• RECORDS FOR PROCESSING:
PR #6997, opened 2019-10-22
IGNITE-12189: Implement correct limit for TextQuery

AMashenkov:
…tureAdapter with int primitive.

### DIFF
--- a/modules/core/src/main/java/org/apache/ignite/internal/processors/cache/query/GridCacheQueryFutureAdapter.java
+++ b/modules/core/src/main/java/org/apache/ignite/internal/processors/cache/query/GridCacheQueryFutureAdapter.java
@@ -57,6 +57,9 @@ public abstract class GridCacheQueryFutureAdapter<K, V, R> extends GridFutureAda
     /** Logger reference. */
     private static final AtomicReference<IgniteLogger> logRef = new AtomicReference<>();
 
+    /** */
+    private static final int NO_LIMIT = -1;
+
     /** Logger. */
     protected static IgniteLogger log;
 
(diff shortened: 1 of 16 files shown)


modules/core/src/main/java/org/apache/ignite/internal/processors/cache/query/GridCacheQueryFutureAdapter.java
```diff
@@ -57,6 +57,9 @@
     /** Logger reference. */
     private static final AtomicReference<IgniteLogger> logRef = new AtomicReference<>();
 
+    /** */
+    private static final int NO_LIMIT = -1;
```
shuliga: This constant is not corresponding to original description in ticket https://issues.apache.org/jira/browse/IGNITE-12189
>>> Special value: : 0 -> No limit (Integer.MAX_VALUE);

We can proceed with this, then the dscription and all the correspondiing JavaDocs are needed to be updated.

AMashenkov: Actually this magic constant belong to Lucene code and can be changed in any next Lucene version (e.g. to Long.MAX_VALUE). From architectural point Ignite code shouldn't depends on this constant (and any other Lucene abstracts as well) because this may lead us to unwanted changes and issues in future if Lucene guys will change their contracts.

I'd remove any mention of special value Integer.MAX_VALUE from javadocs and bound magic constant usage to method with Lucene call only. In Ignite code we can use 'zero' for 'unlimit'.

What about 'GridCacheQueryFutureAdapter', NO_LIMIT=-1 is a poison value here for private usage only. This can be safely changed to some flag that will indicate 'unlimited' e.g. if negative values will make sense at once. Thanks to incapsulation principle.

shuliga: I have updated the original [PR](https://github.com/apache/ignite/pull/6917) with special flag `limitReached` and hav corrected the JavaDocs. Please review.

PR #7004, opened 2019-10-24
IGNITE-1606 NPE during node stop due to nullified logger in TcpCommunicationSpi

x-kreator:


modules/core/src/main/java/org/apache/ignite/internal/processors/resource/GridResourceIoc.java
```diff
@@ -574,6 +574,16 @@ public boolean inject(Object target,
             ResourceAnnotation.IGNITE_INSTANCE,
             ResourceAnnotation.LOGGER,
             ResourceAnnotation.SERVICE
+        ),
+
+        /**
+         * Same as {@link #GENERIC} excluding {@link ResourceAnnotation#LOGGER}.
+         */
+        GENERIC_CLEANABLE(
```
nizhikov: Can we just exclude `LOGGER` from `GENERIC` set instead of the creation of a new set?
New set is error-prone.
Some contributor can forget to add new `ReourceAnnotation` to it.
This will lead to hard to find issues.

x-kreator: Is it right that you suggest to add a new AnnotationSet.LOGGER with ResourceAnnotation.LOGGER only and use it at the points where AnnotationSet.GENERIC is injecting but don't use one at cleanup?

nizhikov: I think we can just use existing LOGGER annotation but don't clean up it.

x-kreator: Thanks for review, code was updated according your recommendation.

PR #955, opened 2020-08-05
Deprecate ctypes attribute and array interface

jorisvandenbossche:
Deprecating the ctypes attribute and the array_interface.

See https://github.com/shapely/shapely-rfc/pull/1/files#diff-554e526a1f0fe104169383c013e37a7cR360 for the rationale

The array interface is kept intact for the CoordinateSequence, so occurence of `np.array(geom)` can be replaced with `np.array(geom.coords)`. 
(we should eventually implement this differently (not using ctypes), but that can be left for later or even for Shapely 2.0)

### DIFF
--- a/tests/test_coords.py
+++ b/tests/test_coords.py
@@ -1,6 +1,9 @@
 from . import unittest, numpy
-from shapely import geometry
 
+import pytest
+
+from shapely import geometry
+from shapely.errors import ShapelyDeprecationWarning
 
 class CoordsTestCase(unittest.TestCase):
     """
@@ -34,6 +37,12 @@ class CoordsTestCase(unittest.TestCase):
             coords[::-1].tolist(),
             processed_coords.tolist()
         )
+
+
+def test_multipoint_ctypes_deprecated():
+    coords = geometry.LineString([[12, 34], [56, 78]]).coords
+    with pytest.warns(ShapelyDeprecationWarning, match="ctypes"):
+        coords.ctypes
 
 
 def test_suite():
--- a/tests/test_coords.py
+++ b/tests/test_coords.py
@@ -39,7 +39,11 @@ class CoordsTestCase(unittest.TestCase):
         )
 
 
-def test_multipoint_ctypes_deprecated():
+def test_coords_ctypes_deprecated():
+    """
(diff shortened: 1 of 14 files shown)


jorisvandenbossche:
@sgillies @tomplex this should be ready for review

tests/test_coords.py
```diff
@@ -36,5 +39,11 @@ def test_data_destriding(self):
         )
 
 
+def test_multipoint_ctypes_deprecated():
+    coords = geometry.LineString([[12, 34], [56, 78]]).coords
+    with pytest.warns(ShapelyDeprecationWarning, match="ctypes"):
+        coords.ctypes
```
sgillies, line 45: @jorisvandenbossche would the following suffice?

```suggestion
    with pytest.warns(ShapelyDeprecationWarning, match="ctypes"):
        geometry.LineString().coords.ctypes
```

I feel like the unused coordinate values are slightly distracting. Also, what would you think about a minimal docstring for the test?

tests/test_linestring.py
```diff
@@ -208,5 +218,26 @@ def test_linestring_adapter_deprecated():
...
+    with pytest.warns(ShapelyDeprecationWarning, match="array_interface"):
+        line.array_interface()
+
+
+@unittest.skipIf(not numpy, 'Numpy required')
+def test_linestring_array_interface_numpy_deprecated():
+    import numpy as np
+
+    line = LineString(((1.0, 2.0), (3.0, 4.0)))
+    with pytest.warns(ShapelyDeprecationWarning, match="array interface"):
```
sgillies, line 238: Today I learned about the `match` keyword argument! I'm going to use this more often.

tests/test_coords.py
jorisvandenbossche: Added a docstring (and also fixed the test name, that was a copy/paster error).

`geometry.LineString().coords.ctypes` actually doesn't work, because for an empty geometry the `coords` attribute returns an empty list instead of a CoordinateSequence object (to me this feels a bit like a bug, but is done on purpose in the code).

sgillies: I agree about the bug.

• PROBLEM: The entries above, copied exactly, form the whole answer.

• RESPONSE AREA:
PR #6997, opened 2019-10-22
IGNITE-12189: Implement correct limit for TextQuery

AMashenkov:
…tureAdapter with int primitive.

### DIFF
--- a/modules/core/src/main/java/org/apache/ignite/internal/processors/cache/query/GridCacheQueryFutureAdapter.java
+++ b/modules/core/src/main/java/org/apache/ignite/internal/processors/cache/query/GridCacheQueryFutureAdapter.java
@@ -57,6 +57,9 @@ public abstract class GridCacheQueryFutureAdapter<K, V, R> extends GridFutureAda
     /** Logger reference. */
     private static final AtomicReference<IgniteLogger> logRef = new AtomicReference<>();
 
+    /** */
+    private static final int NO_LIMIT = -1;
+
     /** Logger. */
     protected static IgniteLogger log;
 
(diff shortened: 1 of 16 files shown)


modules/core/src/main/java/org/apache/ignite/internal/processors/cache/query/GridCacheQueryFutureAdapter.java
```diff
@@ -57,6 +57,9 @@
     /** Logger reference. */
     private static final AtomicReference<IgniteLogger> logRef = new AtomicReference<>();
 
+    /** */
+    private static final int NO_LIMIT = -1;
```
shuliga: This constant is not corresponding to original description in ticket https://issues.apache.org/jira/browse/IGNITE-12189
>>> Special value: : 0 -> No limit (Integer.MAX_VALUE);

We can proceed with this, then the dscription and all the correspondiing JavaDocs are needed to be updated.

AMashenkov: Actually this magic constant belong to Lucene code and can be changed in any next Lucene version (e.g. to Long.MAX_VALUE). From architectural point Ignite code shouldn't depends on this constant (and any other Lucene abstracts as well) because this may lead us to unwanted changes and issues in future if Lucene guys will change their contracts.

I'd remove any mention of special value Integer.MAX_VALUE from javadocs and bound magic constant usage to method with Lucene call only. In Ignite code we can use 'zero' for 'unlimit'.

What about 'GridCacheQueryFutureAdapter', NO_LIMIT=-1 is a poison value here for private usage only. This can be safely changed to some flag that will indicate 'unlimited' e.g. if negative values will make sense at once. Thanks to incapsulation principle.

shuliga: I have updated the original [PR](https://github.com/apache/ignite/pull/6917) with special flag `limitReached` and hav corrected the JavaDocs. Please review.

PR #7004, opened 2019-10-24
IGNITE-1606 NPE during node stop due to nullified logger in TcpCommunicationSpi

x-kreator:


modules/core/src/main/java/org/apache/ignite/internal/processors/resource/GridResourceIoc.java
```diff
@@ -574,6 +574,16 @@ public boolean inject(Object target,
             ResourceAnnotation.IGNITE_INSTANCE,
             ResourceAnnotation.LOGGER,
             ResourceAnnotation.SERVICE
+        ),
+
+        /**
+         * Same as {@link #GENERIC} excluding {@link ResourceAnnotation#LOGGER}.
+         */
+        GENERIC_CLEANABLE(
```
nizhikov: Can we just exclude `LOGGER` from `GENERIC` set instead of the creation of a new set?
New set is error-prone.
Some contributor can forget to add new `ReourceAnnotation` to it.
This will lead to hard to find issues.

x-kreator: Is it right that you suggest to add a new AnnotationSet.LOGGER with ResourceAnnotation.LOGGER only and use it at the points where AnnotationSet.GENERIC is injecting but don't use one at cleanup?

nizhikov: I think we can just use existing LOGGER annotation but don't clean up it.

x-kreator: Thanks for review, code was updated according your recommendation.

PR #955, opened 2020-08-05
Deprecate ctypes attribute and array interface

jorisvandenbossche:
Deprecating the ctypes attribute and the array_interface.

See https://github.com/shapely/shapely-rfc/pull/1/files#diff-554e526a1f0fe104169383c013e37a7cR360 for the rationale

The array interface is kept intact for the CoordinateSequence, so occurence of `np.array(geom)` can be replaced with `np.array(geom.coords)`. 
(we should eventually implement this differently (not using ctypes), but that can be left for later or even for Shapely 2.0)

### DIFF
--- a/tests/test_coords.py
+++ b/tests/test_coords.py
@@ -1,6 +1,9 @@
 from . import unittest, numpy
-from shapely import geometry
 
+import pytest
+
+from shapely import geometry
+from shapely.errors import ShapelyDeprecationWarning
 
 class CoordsTestCase(unittest.TestCase):
     """
@@ -34,6 +37,12 @@ class CoordsTestCase(unittest.TestCase):
             coords[::-1].tolist(),
             processed_coords.tolist()
         )
+
+
+def test_multipoint_ctypes_deprecated():
+    coords = geometry.LineString([[12, 34], [56, 78]]).coords
+    with pytest.warns(ShapelyDeprecationWarning, match="ctypes"):
+        coords.ctypes
 
 
 def test_suite():
--- a/tests/test_coords.py
+++ b/tests/test_coords.py
@@ -39,7 +39,11 @@ class CoordsTestCase(unittest.TestCase):
         )
 
 
-def test_multipoint_ctypes_deprecated():
+def test_coords_ctypes_deprecated():
+    """
(diff shortened: 1 of 14 files shown)


jorisvandenbossche:
@sgillies @tomplex this should be ready for review

tests/test_coords.py
```diff
@@ -36,5 +39,11 @@ def test_data_destriding(self):
         )
 
 
+def test_multipoint_ctypes_deprecated():
+    coords = geometry.LineString([[12, 34], [56, 78]]).coords
+    with pytest.warns(ShapelyDeprecationWarning, match="ctypes"):
+        coords.ctypes
```
sgillies, line 45: @jorisvandenbossche would the following suffice?

```suggestion
    with pytest.warns(ShapelyDeprecationWarning, match="ctypes"):
        geometry.LineString().coords.ctypes
```

I feel like the unused coordinate values are slightly distracting. Also, what would you think about a minimal docstring for the test?

tests/test_linestring.py
```diff
@@ -208,5 +218,26 @@ def test_linestring_adapter_deprecated():
...
+    with pytest.warns(ShapelyDeprecationWarning, match="array_interface"):
+        line.array_interface()
+
+
+@unittest.skipIf(not numpy, 'Numpy required')
+def test_linestring_array_interface_numpy_deprecated():
+    import numpy as np
+
+    line = LineString(((1.0, 2.0), (3.0, 4.0)))
+    with pytest.warns(ShapelyDeprecationWarning, match="array interface"):
```
sgillies, line 238: Today I learned about the `match` keyword argument! I'm going to use this more often.

tests/test_coords.py
jorisvandenbossche: Added a docstring (and also fixed the test name, that was a copy/paster error).

`geometry.LineString().coords.ctypes` actually doesn't work, because for an empty geometry the `coords` attribute returns an empty list instead of a CoordinateSequence object (to me this feels a bit like a bug, but is done on purpose in the code).

sgillies: I agree about the bug.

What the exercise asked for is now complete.